Step i	ΔFi	Δui	ui	(Fext)i	(Fint)i	Fint-Fext=R
1	1	0.25	0.1786	1	1.0071	0.0071
2	1	0.1374	0.2966	2	2.0042	0.0042
3	1	0.1041	0.3911	3	3.0008	0.0008

 

Exact values:

     Take, F(u)= u3+9u2+4u = 1 

     using Scientific calculator, we get u=0.1776

     take, F(u)= u3+9u2+4u = 2

     using Scientific calculator, we get u= 0.2962

    take, F(u)= u3+9u2+4u = 3

    using Scientific calculator, we get u= 0.3910

• From above graphical data we can say that the explicit method drift from exact solution and lacks to achieve the equilibrium condition in between external and internal forces.
• To achieve  exact equilibirum condition we used implicit method and using Newton-Raphson Method we have converged to exact solution with minimum residual difference in both forces which may be neglected letter.

 

Conclusion-

• The implicit solver is really useful if conditions in analysis happen relatively slow. Ideal analyses are generally longer than 1 second. The advantage is that the time increment can be set as big as users want.
• Implicit Solver method is used for, Unknown x is found by inversion of stiffness matrix (K), Newton-Raphson / Enforced equilibrium solutions., More accurate,
• Disadvantages-Extremely time-consuming for large models, Requires more computer storage.
• Good decision for structure dynamic types which load rates are slow;
  – Slowly applied displacements
  – Low frequency response
  – Vibration
  – Oscillation

 

• The explicit solver is great for fast events (mostly less than 0.1 second) Explicit solver calculates how big the time increment should be and set the time increment. The speed of sound in material properties depends on density of material. This is called “mass scaling”. The time step in explicit method depends on the mesh (element size and element quality), young's modulus, and density.

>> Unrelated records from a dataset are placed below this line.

PR #11632, opened 2026-05-01
 [camera] Add support for RGBA_8888 image streaming format

Mairramer:
This PR adds support for the rgba8888 image format group for both Android (`camera_android_camerax`) and iOS (`camera_avfoundation`).

Closes https://github.com/flutter/flutter/issues/151193

## Pre-Review Checklist

- [x] I read the [Contributor Guide] and followed the process outlined there for submitting PRs.
- [x] I read the [AI contribution guidelines] and understand my responsibilities, or I am not using AI tools.
- [x] I read the [Tree Hygiene] page, which explains my responsibilities.
- [x] I read and followed the [relevant style guides] and ran [the auto-formatter].
- [x] I signed the [CLA].
- [x] The title of the PR starts with the name of the package surrounded by square brackets, e.g. `[shared_preferences]`
- [x] I [linked to at least one issue that this PR fixes] in the description above.
- [x] I followed [the version and CHANGELOG instructions], using [semantic versioning] and the [repository CHANGELOG style], or I have commented below to indicate which documented exception this PR falls under[^1].
- [x] I updated/added any relevant documentation (doc comments with `///`).
- [x] I added new tests to check the change I am making, or I have commented below to indicate which [test exemption] this PR falls under[^1].
- [x] All existing and new tests are passing.

If you need help, consider asking for advice on the #hackers-new channel on [Discord].

**Note**: The Flutter team is currently trialing the use of [Gemini Code Assist for GitHub](https://developers.google.com/gemini-code-assist/docs/review-github-code). Comments from the `gemini-code-assist` bot should not be taken as authoritative feedback from the Flutter team. If you find its comments useful you can update your code accordingly, but if you are unsure or disagree with the feedback, please feel free to wait for a Flutter team member's review for guidance on which automated comments should be addressed.

[^1]: Regular contributors who have demonstrated familiarity with the repository guidelines only need to comment if the PR is not auto-exempted by repo tooling.

[Contributor Guide]: https://github.com/flutter/packages/blob/main/CONTRIBUTING.md
[AI contribution guidelines]: https://github.com/flutter/flutter/blob/main/docs/contributing/Tree-hygiene.md#ai-contribution-guidelines
[Tree Hygiene]: https://github.com/flutter/flutter/blob/master/docs/contributing/Tree-hygiene.md
[relevant style guides]: https://github.com/flutter/packages/blob/main/CONTRIBUTING.md#style
[...]

PR #11765, opened 2026-05-22
[camera_platform_interface] Add rgba8888 format to ImageFormatGroup

Mairramer:
Part of https://github.com/flutter/packages/pull/11632

## Pre-Review Checklist

- [x] I signed the [CLA].


bparrishMines (approved):
LGTM

@stuartmorgan-g or @tarrinneal  for secondary review

stuartmorgan-g:
The addition looks good, but the two switch analyzer errors will need temporary `// ignore`s, which the follow-up PR should clean up.

Mairramer:
> The addition looks good, but the two switch analyzer errors will need temporary `// ignore`s, which the follow-up PR should clean up.

Done.

stuartmorgan-g:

• Unknown x is found by inversion of mass matrix (M), Direct solutions, Central difference methods are used.
• Computationally efficient for large models with short dynamic response time, Requires less computer storage.
• Disadvantage-Less accurate.
• Good decision for structure dynamic types which are wave propagation;
  – Car crash
  – Blast effect
  – Drop
  – Metal stamping

 

• A nonlinear analysis is illustrated using an incremental explicit and implicit procedure. The results are plotted for comparison. It is evident from the results that the explicit analysis drifts from the true solution. To overcome this problem an implicit analysis is used, which includes Newton-Raphson iterations to enforce equilibrium between internal and external forces. The techniques demonstrated are for a load control scheme.
• Above example is very useful for understanding the solution method for non-linear problem and how expicit and implicit methods are used.